Arrest in G2/M phase using Nocodazole
This protocol works best in YPD media. I (Samantha) tried it in SCG and it didn't work.
This protocol comes from Dr. Gustavo Pesce.
1. Make a 5x stock of YPD without glucose ("5x YP"). Store a bunch of 100 ml bottles of this at room temperature.
2. Make a 30 mg/ml stock of Benomyl in DMSO, store at -20 degrees C.
3. Make a 10 mg/ml stock of Nocodazole in DMSO, store at -20.
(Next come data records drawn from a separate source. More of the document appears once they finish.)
PR #1290, opened 2025-02-19
Check that disperser uses correct blob length

litt3:

- closes https://github.com/Layr-Labs/eigenda/issues/1291

## Checks

- Testing Strategy
   - [ ] Unit tests
   - [ ] Integration tests


api/clients/v2/disperser_client.go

1. Grow up cells overnight in log phase.
2. The day of your experiment, prepare 1x YP with this stock and sterile water. Bring it to a boil in microwave, and then immediately add Benomyl to 10 µg/ml. Let it sit until it cools to 20-40 ºC.
2. Add glucose. You can store the media for a week or so at 4 ºC or use it immediately.
3. In parallel, prepare another batch without benomyl. This will be your control. Boil it and all, but add only DMSO to it.
4. Add nocodazole to the benomyl media to 15 µg/ml. Add an equal amount of DMSO to the control.
5. Add cells from step 1 into the nocodazole/benomyl and control media to a OD600 of 0.5. After 2 hours almost all cells appear like the number "8", arrested in metaphase. They will stay like that for ever, growing in size and not dividing. Some will show new buds.